India wants to ensure that Africa progresses and becomes the most developed part of the world, Commerce and Aviation Minister Suresh Prabhu has said, promising to assist in resolving challenges faced by the Indian diaspora businessmen in the continent.
The minister's statement came while addressing business leaders from South Africa, Mozambique, Botswana, Madagascar, Ghana and Nigeria through a video conference on Monday.
"We have very old, intensive, comprehensive relationships with our friends in Africa. These are very important relationships which we want to develop for mutual benefit.
"We want to ensure that Africa progresses and becomes the most developed part of the world because Africa has everything that should really put it on the top of the map in terms of development," Prabhu said.
He earlier addressed East African nations as part of his plan to identify and attempt to resolve challenges that Indian businesses on the continent were facing.
Major issues that emerged from the participants included difficulties in securing business visas and permits; poor connectivity due to the lack of direct flights between the African countries and India and challenges of financing that required intervention through banks in Europe or the US.

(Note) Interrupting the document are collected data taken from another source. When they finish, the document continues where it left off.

PR #715, opened 2024-06-19
Fix type error for missing organization property

lkiesow:
If an organization property does not exist, the admin interface completely breaks in some cases. This seems to happen on admin-interface.opencast.org right now:

```
Uncaught TypeError: u.toLowerCase is not a function
    qr Footer.tsx:25
    React 8
    D scheduler.production.min.js:13
    $ scheduler.production.min.js:14
Footer.tsx:25:80
```

What's interesting is that this only seems to happen with the compiled code. Starting the development server, calling `toLowerCase()` just works.

In any case, this patch fixes the issue by providing the default value first, so that `toLowerCase()` is always called on a string.

### DIFF
--- a/src/components/Footer.tsx
+++ b/src/components/Footer.tsx
@@ -22,7 +22,7 @@ const Footer: React.FC = () => {
 	const lastModified = user?.ocVersion?.['last-modified']
 		? new Date(user.ocVersion['last-modified']).toISOString().substring(0, 10)
 		: 'unknown';
-	const aboutEnabled = orgProperties['org.opencastproject.admin.display_about']?.toLowerCase() === 'true';
+	const aboutEnabled = (orgProperties['org.opencastproject.admin.display_about'] || 'false').toLowerCase() === 'true';
 
 	return (
 		<footer id="main-footer">
--- a/src/components/events/partials/modals/SeriesDetails.tsx
+++ b/src/components/events/partials/modals/SeriesDetails.tsx
@@ -62,7 +62,7 @@ const SeriesDetails = ({
 
 	const user = useAppSelector(state => getUserInformation(state));
 	const orgProperties = useAppSelector(state => getOrgProperties(state));
-	const themesEnabled = (orgProperties['admin.themes.enabled']?.toLowerCase() || 'true') === 'true';
+	const themesEnabled = (orgProperties['admin.themes.enabled'] || 'true').toLowerCase() === 'true';
 
 	// information about each tab
 	const tabs = [
--- a/src/components/events/partials/wizards/NewSeriesWizard.tsx
+++ b/src/components/events/partials/wizards/NewSeriesWizard.tsx
@@ -35,7 +35,7 @@ const NewSeriesWizard: React.FC<{
 	const user = useAppSelector(state => getUserInformation(state));
 	const orgProperties = useAppSelector(state => getOrgProperties(state));
 
-	const themesEnabled = (orgProperties['admin.themes.enabled']?.toLowerCase() || 'true') === 'true';
+	const themesEnabled = (orgProperties['admin.themes.enabled'] || 'true').toLowerCase() === 'true';
 
 	const initialValues = getInitialValues(metadataFields, extendedMetadata, user);
 
--- a/src/components/shared/MainNav.tsx
+++ b/src/components/shared/MainNav.tsx
@@ -74,8 +74,8 @@ const MainNav = ({
 	const user = useAppSelector(state => getUserInformation(state));
 	const orgProperties = useAppSelector(state => getOrgProperties(state));
 
-	const statisticsEnabled = orgProperties['admin.statistics.enabled']?.toLowerCase() === 'true';
-	const themesEnabled = (orgProperties['admin.themes.enabled']?.toLowerCase() || 'true') === 'true';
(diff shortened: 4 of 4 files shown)


Arnei (approved):

src/components/Footer.tsx
```diff
@@ -22,7 +22,7 @@ const Footer: React.FC = () => {
 	const lastModified = user?.ocVersion?.['last-modified']
 		? new Date(user.ocVersion['last-modified']).toISOString().substring(0, 10)
 		: 'unknown';
-	const aboutEnabled = orgProperties['org.opencastproject.admin.display_about']?.toLowerCase() === 'true';
+	const aboutEnabled = (orgProperties['org.opencastproject.admin.display_about'] || 'false').toLowerCase() === 'true';
```
JulianKniephoff, line 25:
```suggestion
	const aboutEnabled = (orgProperties['org.opencastproject.admin.display_about'] ?? 'false').toLowerCase() === 'true';
```

src/components/events/partials/modals/SeriesDetails.tsx
```diff
@@ -62,7 +62,7 @@ const SeriesDetails = ({
 
 	const user = useAppSelector(state => getUserInformation(state));
 	const orgProperties = useAppSelector(state => getOrgProperties(state));
-	const themesEnabled = (orgProperties['admin.themes.enabled']?.toLowerCase() || 'true') === 'true';
+	const themesEnabled = (orgProperties['admin.themes.enabled'] || 'true').toLowerCase() === 'true';
```
JulianKniephoff, line 65:
```suggestion
	const themesEnabled = (orgProperties['admin.themes.enabled'] ?? 'true').toLowerCase() === 'true';
```

src/components/events/partials/wizards/NewSeriesWizard.tsx
```diff
@@ -35,7 +35,7 @@ const NewSeriesWizard: React.FC<{
 	const user = useAppSelector(state => getUserInformation(state));
 	const orgProperties = useAppSelector(state => getOrgProperties(state));
 
-	const themesEnabled = (orgProperties['admin.themes.enabled']?.toLowerCase() || 'true') === 'true';
+	const themesEnabled = (orgProperties['admin.themes.enabled'] || 'true').toLowerCase() === 'true';
```
JulianKniephoff, line 38:
```suggestion
	const themesEnabled = (orgProperties['admin.themes.enabled'] ?? 'true').toLowerCase() === 'true';
```

src/components/shared/MainNav.tsx
```diff
@@ -74,8 +74,8 @@ const MainNav = ({
 	const user = useAppSelector(state => getUserInformation(state));
 	const orgProperties = useAppSelector(state => getOrgProperties(state));
 
-	const statisticsEnabled = orgProperties['admin.statistics.enabled']?.toLowerCase() === 'true';
-	const themesEnabled = (orgProperties['admin.themes.enabled']?.toLowerCase() || 'true') === 'true';
+	const statisticsEnabled = (orgProperties['admin.statistics.enabled'] || 'false').toLowerCase() === 'true';
+	const themesEnabled = (orgProperties['admin.themes.enabled'] || 'true').toLowerCase() === 'true';
```
JulianKniephoff, line 78:
```suggestion
	const statisticsEnabled = (orgProperties['admin.statistics.enabled'] ?? 'false').toLowerCase() === 'true';
	const themesEnabled = (orgProperties['admin.themes.enabled'] ?? 'true').toLowerCase() === 'true';
```

JulianKniephoff (changes requested):

src/components/Footer.tsx
lkiesow: This would only have an effect if the default value is `true`. Since the default value here is `false` this should behave identical, shouldn't it?

I mean, the difference is essentially just what happens if the key exists but is empty:

```ts
('' || 'false) => 'false'
('' ?? 'false') => ''

('false' === 'true') => false
('' === 'true') => false
```

If the default value is `'true'`, the effect would differ and the empty string would be considered a valid value equal to `false`.  The old code and old behavior in the case `…` was set to an empty string was:

https://github.com/opencast/opencast-admin-interface/blob/e6cb18f8f4efc0054474ba5cab20898ee2180642/src/components/events/partials/modals/SeriesDetails.tsx#L65

This means that the empty string was treated as no value. Your code would change that behavior. This could cause confusion since an existing configuration may change in meaning. Technically, that shouldn't happen within a minor version of Opencast. If we change that, we should also make sure that's happening consistently in all the code.

Long story short: If there is no good reason to change the behavior, so far you didn't provide any reasoning for the change, I suggest leaving it as is.

JulianKniephoff: That's fair, I was a bit quick with these suggestions.

For the record: I don't like using `||` for this purpose, and I also think it's weird that an empty string is handled differently from `" "` for example. (Or from `"foobar"` for that matter ...). But I guess that's outside the scope of this PR. 🤷‍♀️

JulianKniephoff (commented):
Chaning my review to a "comment;" see https://github.com/opencast/opencast-admin-interface/pull/715#discussion_r1651199936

Nigerian delegates said the banking sector had matured in their country as well as in India, so there was no longer a need for this.

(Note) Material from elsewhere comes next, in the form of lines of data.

PR #718, opened 2024-06-20
fix a11y issues in header nav

### LINKED ISSUE #601: Language selector is not accessible with the keyboard
You cannot set the language using the keyboard. The element cannot be accessed using the keyboard. If the drop-down menu is open, a language can be selected.

### LINKED ISSUE #603: Elements in the header are not recognizable in case of language output
The Opencast logo, which is supposed to be the home button, is read out as “link Opencast logo”, so what the link does is not recognizable.
The media module and studio buttons are only read out as “link”.

### LINKED ISSUE #605: Some elements in the header cannot be reached with the keyboard
- System warnings and notifications
- Help
- User menu

rlucke:
use button tag instead of div
reorder tooltip
add some css changes to keep layout

fixes #605 
fixes #601 
fixes #603

### DIFF
--- a/src/components/Header.tsx
+++ b/src/components/Header.tsx
@@ -180,8 +180,8 @@ const Header = ({
                     otherwise the app crashes */}
 					{!!orgProperties &&
 						!!orgProperties["org.opencastproject.admin.mediamodule.url"] && (
-							<Tooltip  title={t("MEDIAMODULE")}>
-								<div className="nav-dd">
+							<div className="nav-dd">
+								<Tooltip  title={t("MEDIAMODULE")}>
 									<a
 										href={
 											orgProperties["org.opencastproject.admin.mediamodule.url"]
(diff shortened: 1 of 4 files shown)


Arnei (approved):
Can navigate to all buttons in the header via tabbing now, and layout is kept. Nice.

Arnei:
As a note, adding translations in PR has no effect, as crowdin can and will override any changes not made directly to the "source" file (lang-en_US.json). If you would like to help with translations, please request access to our crowdin project at [crowdin.com/project/opencast-admin-interface](https://crowdin.com/project/opencast-admin-interface).

Arnei:
Also this is probably obvious, but I do not understand how this addresses #603. Could you explain?

rlucke:
> Also this is probably obvious, but I do not understand how this addresses #603. Could you explain?

The correct position of the ToolTip in the template enables the screenreader to say more than just "link".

Participants from Ghana said it was difficult for Indian businesses to obtain loans locally, with a call for allowing assets in India to be used as collateral.
West African nations also requested that the Federation of Indian Chambers of Commerce and Industry (FICCI), and Confederation of Indian Industry (CII) consider opening offices in the region, as the only CII office on the continent was in South Africa.
Jitin Bhatia, head of the India Business Forum in South Africa, lamented the decades-long delay in finalising the Southern African Customs Union Preferential Trade Agreement, which he said has resulted in Indian companies having to pay higher import duties for goods brought in via South Africa to its neighbouring states.
Bhatia also urged the Indian government to look into why South Africa was not reciprocating on the introduction of e-visas.
"The BRICS Business Visa is not easily accessible here and there is no category in the current system used by VFS (the visa agent for the Indian missions) for long-term visas as required by companies to ensure stability for Indian CEO's and others working in South Africa," Bhatia said.
Neena Malhotra, Joint Secretary for East and Southern Africa at the Ministry of External Affairs, said that 18 new missions would be opened across Africa, taking the total on the continent to 47.
"Our trade has intensified and last year we registered an impressive increase of 22 per cent from the previous year, with our total trade now almost USD 63 billion," Malhotra said.
India was the fifth largest investor in Africa in diverse sectors, she said.
"Indian Diaspora is a crucial link in our relations with Africa. In almost all our interactions with African leaders, we have heard only positive things about the contribution of Indian Diaspora, especially in the economies of the country where they are residing.
"They create local employment, contribute to revenues and they are well integrated," Malhotra added.